> _What this task involves_: Please repeat all of the records, keeping every word unchanged.

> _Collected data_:
PR #2800, opened 2025-08-15
Fix: resolve erroneous PageSpeed settings validation

### LINKED ISSUE #2799: PageSpeed Monitor URL Validation Prevents Creation
**Describe the bug**
Running beta 3, I’m unable to add a PageSpeed monitor because the _URL to monitor_ field’s validation says that a port is required even though providing one has no impact.

**To Reproduce**
1. Go to _Pagespeed_
2. Click _Let’s create your first PageSpeed monitor!_
3. In the _URL to monitor_ field, enter a domain name like `example.com`.
4. See “Port is required for port and game monitors.”
5. Append a port number like `example.com:443`.
6. See that the validation error from step 4 remains.

**Expected behavior**
I would expect to be able to add a domain name and create a monitor, and based on the validation error at least provide an explicit port number in order to proceed. But _Create monitor_ is continually disabled.

**Screenshots**

Image

 - Browser: Safari
 - Version: Version 18.6

**Additional context**

I also tried prepending the field value with `http://` and `https://`, which made no difference. This seems like an issue with how validation errors are applied to the fields, because the _Monitor display name_ field will also display the same error (“Port is required for port and game monitors.”) when presumably any string will do.

Minor thing: Pagespeed in the sidebar has a lowercase S, when it should be PageSpeed like it is everywhere else.

mattstein:
## Describe your changes

Fixes #2799 

The field-level validation in `handleChange` was only passing the single changed field to the validator, missing the type context needed for conditional port validation rules. After that, the field validation read “"notifications" is not allowed”, so this also ensures that `notifications` are declared as an optional array.

With both of these changes made, I’m able to successfully create a PageSpeed monitor as expected, with and without selecting notifications.

## Checklist

- ~~I have added i18n support to visible strings (instead of `<div>Add</div>`).~~ No new strings added.
- ~~I made sure font sizes, color choices etc are all referenced from the theme. I don't have any hardcoded dimensions.~~ No visual changes applied.
- ~~I took a screenshot or a video and attached to this PR if there is a UI change.~~ No UI change unless you count the absence of validation errors.

## Summary by CodeRabbit

* **Bug Fixes**
  * Form validation now considers the selected monitor type when editing fields, ensuring rules are applied correctly for each type.
  * Reduces false validation errors and prevents invalid field/type combinations during setup.

### DIFF
--- a/client/src/Pages/PageSpeed/Create/index.jsx
+++ b/client/src/Pages/PageSpeed/Create/index.jsx
@@ -152,7 +152,7 @@ const PageSpeedSetup = () => {
 		});
 
 		const { error } = monitorValidation.validate(
-			{ ...monitor, [name]: value },
+			{ [name]: value, type: monitor.type },
 			{ abortEarly: false }
 		);
 		setErrors((prev) => ({
--- a/client/src/Pages/PageSpeed/Create/index.jsx
+++ b/client/src/Pages/PageSpeed/Create/index.jsx
@@ -152,7 +152,7 @@ const PageSpeedSetup = () => {
 		});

> _Your response_:
PR #2800, opened 2025-08-15
Fix: resolve erroneous PageSpeed settings validation

### LINKED ISSUE #2799: PageSpeed Monitor URL Validation Prevents Creation
**Describe the bug**
Running beta 3, I’m unable to add a PageSpeed monitor because the _URL to monitor_ field’s validation says that a port is required even though providing one has no impact.

**To Reproduce**
1. Go to _Pagespeed_
2. Click _Let’s create your first PageSpeed monitor!_
3. In the _URL to monitor_ field, enter a domain name like `example.com`.
4. See “Port is required for port and game monitors.”
5. Append a port number like `example.com:443`.
6. See that the validation error from step 4 remains.

**Expected behavior**
I would expect to be able to add a domain name and create a monitor, and based on the validation error at least provide an explicit port number in order to proceed. But _Create monitor_ is continually disabled.

**Screenshots**

Image

 - Browser: Safari
 - Version: Version 18.6

**Additional context**

I also tried prepending the field value with `http://` and `https://`, which made no difference. This seems like an issue with how validation errors are applied to the fields, because the _Monitor display name_ field will also display the same error (“Port is required for port and game monitors.”) when presumably any string will do.

Minor thing: Pagespeed in the sidebar has a lowercase S, when it should be PageSpeed like it is everywhere else.

mattstein:
## Describe your changes

Fixes #2799 

The field-level validation in `handleChange` was only passing the single changed field to the validator, missing the type context needed for conditional port validation rules. After that, the field validation read “"notifications" is not allowed”, so this also ensures that `notifications` are declared as an optional array.

With both of these changes made, I’m able to successfully create a PageSpeed monitor as expected, with and without selecting notifications.

## Checklist

- ~~I have added i18n support to visible strings (instead of `<div>Add</div>`).~~ No new strings added.
- ~~I made sure font sizes, color choices etc are all referenced from the theme. I don't have any hardcoded dimensions.~~ No visual changes applied.
- ~~I took a screenshot or a video and attached to this PR if there is a UI change.~~ No UI change unless you count the absence of validation errors.

## Summary by CodeRabbit

* **Bug Fixes**
  * Form validation now considers the selected monitor type when editing fields, ensuring rules are applied correctly for each type.
  * Reduces false validation errors and prevents invalid field/type combinations during setup.

### DIFF
--- a/client/src/Pages/PageSpeed/Create/index.jsx
+++ b/client/src/Pages/PageSpeed/Create/index.jsx
@@ -152,7 +152,7 @@ const PageSpeedSetup = () => {
 		});
 
 		const { error } = monitorValidation.validate(
-			{ ...monitor, [name]: value },
+			{ [name]: value, type: monitor.type },
 			{ abortEarly: false }
 		);
 		setErrors((prev) => ({
--- a/client/src/Pages/PageSpeed/Create/index.jsx
+++ b/client/src/Pages/PageSpeed/Create/index.jsx
@@ -152,7 +152,7 @@ const PageSpeedSetup = () => {
 		});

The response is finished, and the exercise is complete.